> **Data shown**:

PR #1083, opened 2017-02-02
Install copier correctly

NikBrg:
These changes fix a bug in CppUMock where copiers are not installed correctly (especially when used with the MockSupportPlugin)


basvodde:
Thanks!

...

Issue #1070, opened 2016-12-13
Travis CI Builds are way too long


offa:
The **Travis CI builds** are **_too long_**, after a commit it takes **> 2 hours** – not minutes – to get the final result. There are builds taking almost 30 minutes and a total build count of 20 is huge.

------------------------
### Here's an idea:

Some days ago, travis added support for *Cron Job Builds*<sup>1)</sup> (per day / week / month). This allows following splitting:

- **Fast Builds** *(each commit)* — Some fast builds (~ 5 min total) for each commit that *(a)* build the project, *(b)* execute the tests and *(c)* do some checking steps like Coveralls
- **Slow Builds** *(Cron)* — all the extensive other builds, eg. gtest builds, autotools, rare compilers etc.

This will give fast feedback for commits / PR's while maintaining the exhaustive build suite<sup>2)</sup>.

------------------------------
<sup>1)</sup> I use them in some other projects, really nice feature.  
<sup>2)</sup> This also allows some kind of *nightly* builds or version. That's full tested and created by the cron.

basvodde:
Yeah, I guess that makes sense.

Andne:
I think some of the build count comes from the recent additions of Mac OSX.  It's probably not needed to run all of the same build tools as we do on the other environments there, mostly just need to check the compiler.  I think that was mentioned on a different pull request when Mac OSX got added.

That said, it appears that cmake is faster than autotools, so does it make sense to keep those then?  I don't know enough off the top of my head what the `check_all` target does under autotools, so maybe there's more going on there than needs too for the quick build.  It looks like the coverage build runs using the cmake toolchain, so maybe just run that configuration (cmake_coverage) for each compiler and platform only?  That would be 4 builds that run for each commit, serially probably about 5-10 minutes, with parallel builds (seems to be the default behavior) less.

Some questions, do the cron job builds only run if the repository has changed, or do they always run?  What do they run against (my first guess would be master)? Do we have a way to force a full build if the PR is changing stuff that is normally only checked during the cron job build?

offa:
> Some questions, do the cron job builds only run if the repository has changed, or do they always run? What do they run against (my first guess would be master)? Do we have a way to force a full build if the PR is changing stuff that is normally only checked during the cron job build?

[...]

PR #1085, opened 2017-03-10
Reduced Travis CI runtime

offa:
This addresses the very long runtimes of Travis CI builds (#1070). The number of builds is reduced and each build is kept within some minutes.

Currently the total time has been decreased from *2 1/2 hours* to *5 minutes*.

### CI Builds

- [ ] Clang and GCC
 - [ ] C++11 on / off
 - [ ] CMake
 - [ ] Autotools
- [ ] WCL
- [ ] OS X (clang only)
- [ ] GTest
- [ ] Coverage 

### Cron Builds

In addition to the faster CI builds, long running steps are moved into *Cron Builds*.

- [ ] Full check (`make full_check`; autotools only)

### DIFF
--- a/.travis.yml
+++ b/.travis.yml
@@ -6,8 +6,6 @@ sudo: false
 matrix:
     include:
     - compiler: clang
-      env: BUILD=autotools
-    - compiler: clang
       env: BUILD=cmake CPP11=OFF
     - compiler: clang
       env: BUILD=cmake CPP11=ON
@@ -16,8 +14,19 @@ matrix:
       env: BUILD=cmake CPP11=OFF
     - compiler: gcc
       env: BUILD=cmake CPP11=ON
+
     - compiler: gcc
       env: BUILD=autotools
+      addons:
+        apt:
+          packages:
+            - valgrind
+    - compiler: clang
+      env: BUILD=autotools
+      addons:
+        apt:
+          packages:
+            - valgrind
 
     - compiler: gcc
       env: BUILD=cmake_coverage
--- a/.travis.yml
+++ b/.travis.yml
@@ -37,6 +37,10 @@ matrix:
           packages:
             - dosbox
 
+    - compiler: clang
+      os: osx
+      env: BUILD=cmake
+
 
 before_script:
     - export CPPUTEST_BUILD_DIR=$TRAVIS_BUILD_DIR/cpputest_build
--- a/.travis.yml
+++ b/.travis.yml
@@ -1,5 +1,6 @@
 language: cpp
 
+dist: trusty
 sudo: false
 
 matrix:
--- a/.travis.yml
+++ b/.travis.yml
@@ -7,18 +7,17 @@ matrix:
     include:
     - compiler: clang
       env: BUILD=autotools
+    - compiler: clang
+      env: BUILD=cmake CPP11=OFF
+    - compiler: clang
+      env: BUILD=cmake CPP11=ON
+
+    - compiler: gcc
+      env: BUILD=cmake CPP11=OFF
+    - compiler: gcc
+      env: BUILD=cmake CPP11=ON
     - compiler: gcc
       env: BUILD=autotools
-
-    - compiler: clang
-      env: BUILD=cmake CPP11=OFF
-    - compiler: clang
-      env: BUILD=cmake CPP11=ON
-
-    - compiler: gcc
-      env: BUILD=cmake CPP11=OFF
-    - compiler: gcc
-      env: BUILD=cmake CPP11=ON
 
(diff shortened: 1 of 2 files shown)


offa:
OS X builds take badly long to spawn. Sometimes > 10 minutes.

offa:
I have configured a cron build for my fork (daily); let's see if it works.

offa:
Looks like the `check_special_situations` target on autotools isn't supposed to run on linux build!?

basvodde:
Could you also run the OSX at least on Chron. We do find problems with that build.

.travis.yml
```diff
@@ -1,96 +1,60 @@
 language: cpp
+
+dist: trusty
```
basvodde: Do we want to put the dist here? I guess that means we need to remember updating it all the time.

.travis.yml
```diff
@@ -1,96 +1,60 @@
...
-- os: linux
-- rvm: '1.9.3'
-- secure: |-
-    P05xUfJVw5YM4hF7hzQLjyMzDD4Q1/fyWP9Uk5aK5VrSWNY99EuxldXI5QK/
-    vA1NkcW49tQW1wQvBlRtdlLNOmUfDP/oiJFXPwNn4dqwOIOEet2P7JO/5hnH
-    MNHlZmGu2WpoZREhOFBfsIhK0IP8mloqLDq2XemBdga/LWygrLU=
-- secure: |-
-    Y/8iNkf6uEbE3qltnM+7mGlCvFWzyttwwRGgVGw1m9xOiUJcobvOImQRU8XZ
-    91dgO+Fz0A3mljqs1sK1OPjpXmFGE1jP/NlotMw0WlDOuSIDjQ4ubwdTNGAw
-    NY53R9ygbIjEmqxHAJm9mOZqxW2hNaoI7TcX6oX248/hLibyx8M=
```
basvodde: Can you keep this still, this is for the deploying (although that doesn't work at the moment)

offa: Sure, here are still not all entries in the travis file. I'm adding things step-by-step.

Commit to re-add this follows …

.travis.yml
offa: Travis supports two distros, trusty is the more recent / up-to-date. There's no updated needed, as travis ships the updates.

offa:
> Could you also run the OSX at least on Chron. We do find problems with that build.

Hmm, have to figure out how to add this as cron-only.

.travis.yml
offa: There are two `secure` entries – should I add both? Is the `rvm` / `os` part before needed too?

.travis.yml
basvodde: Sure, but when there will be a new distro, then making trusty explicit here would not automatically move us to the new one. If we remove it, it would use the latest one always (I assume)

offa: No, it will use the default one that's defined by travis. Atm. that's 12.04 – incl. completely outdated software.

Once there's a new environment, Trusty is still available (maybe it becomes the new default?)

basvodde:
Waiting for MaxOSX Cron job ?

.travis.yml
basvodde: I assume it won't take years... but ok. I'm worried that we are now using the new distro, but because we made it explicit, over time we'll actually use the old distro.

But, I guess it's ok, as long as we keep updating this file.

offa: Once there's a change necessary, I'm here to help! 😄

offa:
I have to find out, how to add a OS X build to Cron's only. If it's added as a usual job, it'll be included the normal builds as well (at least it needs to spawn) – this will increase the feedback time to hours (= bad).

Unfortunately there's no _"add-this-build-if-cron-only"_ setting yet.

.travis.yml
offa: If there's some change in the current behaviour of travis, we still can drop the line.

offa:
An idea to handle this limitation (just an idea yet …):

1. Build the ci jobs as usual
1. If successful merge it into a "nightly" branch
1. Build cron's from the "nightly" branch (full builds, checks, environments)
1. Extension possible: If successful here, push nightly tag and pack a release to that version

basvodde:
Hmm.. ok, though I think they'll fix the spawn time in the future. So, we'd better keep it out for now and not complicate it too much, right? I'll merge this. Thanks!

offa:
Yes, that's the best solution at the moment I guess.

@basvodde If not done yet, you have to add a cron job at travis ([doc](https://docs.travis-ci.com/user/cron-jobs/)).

> **Directions for this task**: Filter the material above down to the lines that hold the word "they".

> **Response to the exercise**:
Some questions, do the cron job builds only run if the repository has changed, or do they always run?  What do they run against (my first guess would be master)? Do we have a way to force a full build if the PR is changing stuff that is normally only checked during the cron job build?
> Some questions, do the cron job builds only run if the repository has changed, or do they always run? What do they run against (my first guess would be master)? Do we have a way to force a full build if the PR is changing stuff that is normally only checked during the cron job build?
Hmm.. ok, though I think they'll fix the spawn time in the future. So, we'd better keep it out for now and not complicate it too much, right? I'll merge this. Thanks!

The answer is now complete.